Des origines qui remontent à la nuit des temps

Derrière ces pratiques folkloriques se cache un culte très ancien, que la culture chinoise partage avec beaucoup d’autres et qui est bien antérieure à l’ère chrétienne : celui des ancêtres. A l’automne, des sacrifices étaient offerts aux ancêtres, dans l’espérance de bonnes moissons.

Dans les premiers siècles de notre ère, le taoïsme a enrichi ce culte en décrivant les dix tribunaux des enfers devant lesquelles les âmes des défunts doivent comparaitre pour être jugées et payer pour leurs péchés. Tant qu’ils n’en ont pas fini avec ce processus long et douloureux, ils errent dans le monde souterrain où la nourriture est rare et la vie, difficile. Mais, un mois par an, le septième mois du calendrier chinois, les portes de l’enfer s’ouvrent et les esprits peuvent temporairement rejoindre le monde des vivants et requérir leur aide pour améliorer leur ordinaire ou raccourcir leur séjour aux enfers.

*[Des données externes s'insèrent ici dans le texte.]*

PR #364, opened 2022-06-10
Fix #335: Remove the need for the  Gradle capsule plugin.

### LINKED ISSUE #335: Gradle 7 support
It doesn't work with gradle 7.x due to this [gradle-capsule-plugin issue](https://github.com/danthegoodman/gradle-capsule-plugin/issues/43) 😢

vsajip:
Packaging should now work with Gradle 7.

### DIFF
--- a/src/main/kotlin/kscript/app/code/GradleTemplates.kt
+++ b/src/main/kotlin/kscript/app/code/GradleTemplates.kt
@@ -65,7 +65,6 @@ object GradleTemplates {
 
     fun createGradlePackageScript(script: Script, jarArtifact: JarArtifact): String {
         val kotlinOptions = kotlinOptions(script.compilerOpts)
-
         val kotlinVersion = KotlinVersion.CURRENT
         val extendedDependencies = setOf(
             Dependency("org.jetbrains.kotlin:kotlin-stdlib"),
--- a/src/main/kotlin/kscript/app/code/GradleTemplates.kt
+++ b/src/main/kotlin/kscript/app/code/GradleTemplates.kt
@@ -105,41 +105,23 @@ object GradleTemplates {
         tasks.register("makeScript") {
             dependsOn(":jar")
             doLast {
-                val hdr = layout.projectDirectory.toString()
-                val arc = layout.buildDirectory.file("libs/$baseName.jar").get().toString()
-                val out = layout.buildDirectory.file("libs/$baseName").get().toString()
-                val eol = System.getProperty("line.separator").encodeToByteArray()
-                val p = Paths.get(hdr).resolve("exec_header.sh")
-                val hb = Files.readAllBytes(p)
-                val ab = Files.readAllBytes(Paths.get(arc))
-                val outfile = Paths.get(out).toFile()
-                val fos = FileOutputStream(outfile)
-                fos.write(hb)
-                fos.write(eol)
-                fos.write(ab)
-                fos.close()
+                val headerDir = layout.projectDirectory.toString()
+                val jarFileName = layout.buildDirectory.file("libs/$baseName.jar").get().toString()
+                val outFileName = layout.buildDirectory.file("libs/$baseName").get().toString()
+                val lineSeparator = System.getProperty("line.separator").encodeToByteArray()
+                val headerPath = Paths.get(headerDir).resolve("exec_header.sh")
+                val headerBytes = Files.readAllBytes(headerPath)
+                val jarBytes = Files.readAllBytes(Paths.get(jarFileName))
+                val outFile = Paths.get(outFileName).toFile()
+                val fileStream = FileOutputStream(outFile)
+
+                fileStream.write(headerBytes)
+                fileStream.write(lineSeparator)
+                fileStream.write(jarBytes)
+                fileStream.close()
             }
         }
 
-        /*
-         * Old code here for now, but will be removed soon!
-           Capsule: https://github.com/ngyewch/gradle-capsule-plugin
-
-        tasks.create<us.kirchmeier.capsule.task.FatCapsule>("simpleCapsule") {
-            applicationClass("$capsuleApp")
-            archiveFileName.set("$baseName")
-
-            // https://github.com/danthegoodman/gradle-capsule-plugin/blob/master/DOCUMENTATION.md#really-executable-capsules
-            reallyExecutable
-
-            capsuleManifest.apply {
-                applicationClass = "$capsuleApp"
-                application = "$baseName"
-                applicationScript = "exec_header.sh"
-                jvmArgs = listOf()
-            }
-        }
-         */
         dependencies {
             implementation(files("${jarArtifact.path.parent.resolve("scriplet.jar")}"))
             ${hangingIndents(createGradleDependenciesSection(extendedDependencies), 12)}
--- a/src/main/kotlin/kscript/app/code/GradleTemplates.kt
+++ b/src/main/kotlin/kscript/app/code/GradleTemplates.kt
@@ -39,7 +39,30 @@ object GradleTemplates {
         """.trimIndent()
     }
 
-    //Capsule: https://github.com/ngyewch/gradle-capsule-plugin
+    fun hangingIndents(s: String, n: Int): String {
+        val parts = s.split('\n')
+        val indent = String.format("%${n}s", " ")
+        val result = StringBuilder()
+        val psize = parts.size
+
+        if (psize == 1) {
+            return s
+        }
+        for ((i, p) in parts.withIndex()) {
+            if (i == 0) {
+                result.append(p)
+            }
+            else {
+                result.append(indent)
+                result.append(p)
+            }
+            if (i < (psize - 1)) {
+                result.append('\n')
+            }
+        }
+        return result.toString()
+    }
+
     fun createGradlePackageScript(script: Script, jarArtifact: JarArtifact): String {
         val kotlinOptions = kotlinOptions(script.compilerOpts)
 
@@ -66,7 +89,7 @@ object GradleTemplates {
         repositories {
             mavenLocal()
             mavenCentral()
-            ${createGradleRepositoriesSection(script.repositories).prependIndent()}
+            ${createGradleRepositoriesSection(script.repositories).prependIndent("")}
         }
 
         tasks.jar {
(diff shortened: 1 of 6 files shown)


vsajip:
I tested with Gradle 7.4.2.

vsajip:
OK, there were three packaging tests. I've commented one out (it was looking to execute a non-existent jar file, and we don't do that now, anyway - we execute scripts that contain jars inside them). The other two tests pass after some minor changes.

aartiPl:
Hi! Your code works wonderfully 👍 I think that we should apply it to the branch kscript_4.1 as there is a new development. In this branch, I have added OS independent paths, so testing multi-OS behavior should be easier. There are only a few changes that may affect your patch:

1. All occurrences of Path were changed to OsPath. Generally, all common functionality should be covered in OsPathExt.kt
2. In parsed script fileName is just a file name without extension - you don't have to use dropExtension in your code
3. test_suite.sh -> linux_suite.sh
4. Unit test for CommandResolver still fails - I was working on Windows cmd support, but it is really deeply screwed up, so it takes a lot of time

So please rebase this patch to kscript_4.1. I will add also some comments to your code.

src/main/kotlin/kscript/app/creator/PackageCreator.kt
```diff
@@ -6,28 +6,51 @@ import kscript.app.model.Script
...
+        val parts = mutableListOf("")
+
+        for (opt in script.kotlinOpts) {
+            val s = opt.value
+            if (s.startsWith("-J")) {
+                parts.add(s.substring(2))
+            }
+        }
+        val opts = parts.joinToString(" ").trim()
+        hdr = hdr.replace("java -jar", "java $opts -jar")
```
aartiPl, line 36: It will be better to create a function for the generation of exectuteHeader and pass $opts as an argument to this function than to replace the value textually.

src/main/kotlin/kscript/app/code/GradleTemplates.kt
```diff
@@ -39,53 +39,114 @@ object GradleTemplates {
...
+            configurations["compileClasspath"].forEach { file: File ->
+                from(zipTree(file.absoluteFile))
+            }
+            duplicatesStrategy = DuplicatesStrategy.INCLUDE
+        }
+
+        tasks.register("makeScript") {
+            dependsOn(":jar")
+            doLast {
+                val hdr = layout.projectDirectory.toString()
```
aartiPl, line 108: Please use more descriptive names for variables. Is it possible to simplify this code?

src/main/kotlin/kscript/app/creator/PackageCreator.kt
```diff
@@ -6,28 +6,51 @@ import kscript.app.model.Script
...
+        FileUtils.createFile(basePath.resolve("exec_header.sh"), hdr)
         FileUtils.createFile(
             basePath.resolve("build.gradle.kts"), GradleTemplates.createGradlePackageScript(script, jarArtifact)
         )
 
         executor.createPackage(basePath)
 
-        basePath.resolve("build/libs/appName").toFile().setExecutable(true)
+        val ef = basePath.resolve("build/libs/$baseName").toFile()
```
aartiPl, line 44: Please use descriptive names -> executableFile

src/main/kotlin/kscript/app/creator/PackageCreator.kt
```diff
@@ -6,28 +6,51 @@ import kscript.app.model.Script
...
+        ef.setExecutable(true)
+
+        infoMsg("Finished packaging '${script.scriptName}'; executable path: ${basePath}/build/libs/$baseName")
```
aartiPl, line 47: This message is not printed if the package is already in cache. Can we print the executable path every time, even if it comes from the cache? As we do not copy file (which I think is okay) we should at least communicate full executable path to the user.

Currently, this is printed whenever new package is created:
[kscript] Packaging script 'url_test.kts' into standalone executable...
[kscript] Finished packaging 'url_test.kts'; executable path: /home/vagrant/.kscript/cache/package_5a501be28df8e8a4ace2de5f8162d0ee/build/libs/url_test
[kscript] Package created in: /home/vagrant/.kscript/cache/package_5a501be28df8e8a4ace2de5f8162d0ee

And only this if it comes from cache:
[kscript] Package created in: /home/vagrant/.kscript/cache/package_5a501be28df8e8a4ace2de5f8162d0ee

aartiPl (changes requested):

src/main/kotlin/kscript/app/code/GradleTemplates.kt
```diff
@@ -39,53 +39,114 @@ object GradleTemplates {
         """.trimIndent()
     }
 
-    //Capsule: https://github.com/ngyewch/gradle-capsule-plugin
+    fun hangingIndents(s: String, n: Int): String {
```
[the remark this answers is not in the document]
vsajip: `trimMargin()` trims margins. This function _adds_ a margin of _n_ spaces on all except the first line. This is so that multi-line dependencies look nice in the output. It's purely cosmetic, but with it, the `dependencies` section in the package's `build.gradle.kts` looks something like this:
```
dependencies {
    implementation(files("/home/vinay/.kscript/cache/jar_db71153912c566b4d192ee7f36d85a8a/scriplet.jar"))
    implementation("org.jetbrains.kotlin:kotlin-stdlib")
    implementation("org.jetbrains.kotlin:kotlin-script-runtime:1.6.21")
    implementation("com.github.ajalt.clikt:clikt:3.4.2")
}
```
Without it, you get
```
        dependencies {
            implementation(files("/home/vinay/.kscript/cache/jar_cfdf0ec49939ebcc9ca0b9a9cbe98f4c/scriplet.jar"))
            implementation("org.jetbrains.kotlin:kotlin-stdlib")
implementation("org.jetbrains.kotlin:kotlin-script-runtime:1.6.21")
implementation("com.github.ajalt.clikt:clikt:3.4.2")
        }
```
So functionally the same, but looks uglier.

src/main/kotlin/kscript/app/code/GradleTemplates.kt
```diff
@@ -39,53 +39,114 @@ object GradleTemplates {
...
         val kotlinOptions = kotlinOptions(script.compilerOpts)
-
         val kotlinVersion = KotlinVersion.CURRENT
         val extendedDependencies = setOf(
             Dependency("org.jetbrains.kotlin:kotlin-stdlib"),
             Dependency("org.jetbrains.kotlin:kotlin-script-runtime:$kotlinVersion")
         ) + script.dependencies
 
         val capsuleApp = jarArtifact.execClassName
+        val baseName = script.scriptName.dropExtension()
```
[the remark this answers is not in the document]
vsajip: Thanks, will bear in mind when I merge to that

src/main/kotlin/kscript/app/creator/PackageCreator.kt
vsajip: Not sure _exactly_ what you mean, but I'll have a go.

src/main/kotlin/kscript/app/creator/PackageCreator.kt
vsajip: The current behavior is unintuitive when the package is already in cache. The exact intended behavior of `--package` is unclear - with a clean cache, the packaged executable is placed in the current directory at the end. With a populated cache, it isn't (even if it is absent) - this doesn't seem intuitive. I would expect the following behavior:
```
if (package not in cache) {
  create package in cache
  build package using Gradle
  report success or failure of build
}
if (built executable in cache) {
  copy executable to current directory
}
report package location and executable path in cache
```
Isn't this better than what we have now?

src/main/kotlin/kscript/app/code/GradleTemplates.kt
```diff
@@ -39,53 +39,114 @@ object GradleTemplates {
...
+                val fos = FileOutputStream(outfile)
+                fos.write(hb)
+                fos.write(eol)
+                fos.write(ab)
+                fos.close()
+            }
+        }
+
+        /*
+         * Old code here for now, but will be removed soon!
```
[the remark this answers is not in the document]
vsajip: Done.

src/main/kotlin/kscript/app/creator/PackageCreator.kt
vsajip: Done.

src/main/kotlin/kscript/app/code/GradleTemplates.kt
vsajip: Done.

src/main/kotlin/kscript/app/creator/PackageCreator.kt
vsajip: Done.

vsajip:
OK, I've addressed most of the comments and added questions where things are unclear. Please take a look, and I will then look at merging with 4.1 in a separate PR.

src/main/kotlin/kscript/app/creator/PackageCreator.kt
aartiPl: I am not a big fan of copying files around - I would rather clearly communicate to the user where is the resulting file. Then it will be just enough to check in Cache.getOrCreatePackage() if the package file is already there or not. Currently, there is only a check for directory - if it exists then it is assumed that the package exists, which might be the wrong assumption. So definitely cache condition has to be improved: if there is a directory, but no package, PackageCreator should be started again. From my point of view, I would rather not copy files to the current directory, but in all cases (cached/not cached) communicate to user where is package located.

aartiPl: An additional advantage of not copying files in 4.1 will be that PackageCreator would be testable with only Junit Tests. With OsPath there are mostly no references to the underlying system, except for some utility classes, which possibly can be mocked.

aartiPl (changes requested):
Please rebase on 4.1 branch - I think we shouldn't introduce any more breaking changes in 4.0

vsajip:
> Please rebase on 4.1 branch - I think we shouldn't introduce any more breaking changes in 4.0

Done, see #370. Note that `--package` was already broken, hence this issue.

vsajip:
> From my point of view, I would rather not copy files to the current directory, but in all cases (cached/not cached) communicate to user where is package located.

Sure, but that's a change to existing behavior, isn't it? For example, the packaging tests expect the executable to be placed in the current directory. Of course, they could be changed, but the cache package location for the executable could change every time because of hash changes. So I'm not the current simplistic Bash-based tests will cope ...

vsajip:
> I think it is not worth adding an additional indentation function

OK, I'll see about removing it.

Le bouddhisme a donné à ce rituel une tournure plus spirituelle, qui renvoie à la piété filiale. La tradition rapporte qu’un des plus proches disciples de Bouddha qui avait atteint l’éveil avait eu une vision de sa mère souffrant comme fantôme affamé. Il essaya de lui faire parvenir un bol de riz, mais celui-ci prit feu lorsqu’elle le prit dans ses mains. Sur le conseil de Bouddha, il offrit de la nourriture à des moines et sa mère put enfin sortir des enfers pour se réincarner en chien.

Dans ce contexte, les offrandes peuvent être faites aussi bien dans les temples que chez soi, sachant que la plupart des famille chinoises ont chez elles un autel réservé aux ancêtres. Ce qui importe est moins l’ampleur et les prix des offrandes, comme certains le pensent, que la sincérité de la démarche et la profondeur des prières. Il est préférable de faire des donations à des organisations caritatives plutôt que de transformer des fortunes en fumée. Durant ce mois, la plupart des temples organisent des cérémonies destinées à aider les esprits errants.

 

Pendant le festival des fantômes affamés, des cérémonies sont organisées dans les temples bouddhistes.